24 March 2022, 12:26 WIB

Keluarga Penumpang China Airlines Minta Tiongkok Investigasi Secara Utuh


Cahya Mulyana |

PEMERINTAH Tiongkok belum mengumumkan jumlah pasti korban pesawat MU5735 milik maskapai China Eastern. Seluruh keluarga mengharapkan pihak berwenang mendapatkan penyebab pasti kecelakaan pesawat yang dinyatakan jatuh pada Senin (22/3) di Guangxi.

Otoritas penerbangan Tiongkok hingga saat ini belum dapat menyimpulkan penyebab kecelakaan pesawat jenis Boeing 737-800 tersebut. Mereka menggantungkan landasan investigasi dari data yang tersimpan dalam flight recorder dan cockpit voice recorder.

Sayangnya, baru satu dari dua alat itu yang ditemukan pun dalam keadaan rusak. Namun penemuan cockpit voice recorder pada Rabu (23/3) itu diharapkan bisa memberi petunjuk penyebab pasti kecelakaan.

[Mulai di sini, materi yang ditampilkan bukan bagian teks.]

PR #117, opened 2015-12-18
Add basic deployment notes

abought:
Refs https://openscience.atlassian.net/browse/OFF-13

Covers building an installer on Windows and Mac from scratch, including software requirements to prepare the build and dev environment.

Also update requirements.txt to remove unused requirements, and avoid the need to manually edit pyinstaller source code on Windows.


docs/deployment/DeploymentGuide.md
```diff
@@ -0,0 +1,89 @@
...
+  recommended for Windows operating systems, for best compatibility with precompiled Windows PyQT binaries.
+  - On Windows, be sure to select a custom install, and choose the option to add Python (and script folders)
+  to the system PATH automatically.
+- `pip`
+  - Should already come with python. Make sure it can be run via the command line.
+- `git`
+  - On Windows, the [GitHub desktop client](https://desktop.github.com/) provides a viable installation. (default
+  data folder is `My Documents\GitHub`)
+- [qt5.5](http://www.qt.io/download-open-source/)
+  - Can de-select QT 5.4 from the installer to save disk space; only need 5.5. Other options left as-is.
```
chennan47: Suggest to de-select 5.4 in case the wrong configure will cause the usage of 5.4 instead of 5.5 which has a problem with system tray icon disappear sometime.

Kotak hitam itu ditemukan rusak di bagian luar tetapi catatan internalnya tampaknya baik-baik saja, kata para pejabat Tiongkok. Alat itu telah dikirim ke Beijing untuk proses pengambilan data dan dianalisis.

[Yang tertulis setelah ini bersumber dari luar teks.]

PR #119, opened 2015-12-29
[WIP] Add support for syncing components

samchrisinger:
# Depends on:
https://github.com/CenterForOpenScience/OSF-Offline/pull/120/files


osfoffline/client/osf.py
```diff
@@ -59,9 +64,38 @@ def load(cls, request_session, *args):
...
+        return cls.from_data(request_session, data['data'])
+
+    def _fetch_related(self, relationship, data):
+        items = data['data']
+        for item in items:
+            yield item
+        if data['links'].get('next'):
+            for item in self.fetch_related(
+                    self.request_session,
+                    relationship
```
chrisseto: This looks like it will go into an infinite loop as no page is provided to `fetch_related`

osfoffline/client/osf.py
```diff
@@ -88,10 +122,19 @@ def __init__(self, request_session, data):
         super().__init__(request_session, data)
         self.date_created = iso8601.parse_date(self.date_created)
         self.date_modified = iso8601.parse_date(self.date_modified)
+        self.title = data['attributes']['title']
```
chrisseto: This should be taken care of by `BaseResource.__init__`

osfoffline/client/osf.py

Seseorang mengharapkan kerabatnya yang masuk dalam manifes pesawat itu dapat ditemukan dalam keadaan selamat. Ia mengaku akan menunggu seluruh proses evakuasi hingga dipastikan nasib keluarganya.

"Saya berencana untuk tinggal sampai masalah ini diselesaikan dan saya dapat mengambil abunya kembali. Tapi ini tergantung pada pekerjaan pihak berwenang," paparnya.

Ia meminta otoritas penerbangan Tiongkok melakukan investigasi secara menyeluruh untuk mengungkap penyebab pasti kecelakaan.

"Saya berharap negara dapat menyelidiki masalah ini secara menyeluruh dan mencari tahu apakah itu kesalahan pabrikan atau masalah pemeliharaan".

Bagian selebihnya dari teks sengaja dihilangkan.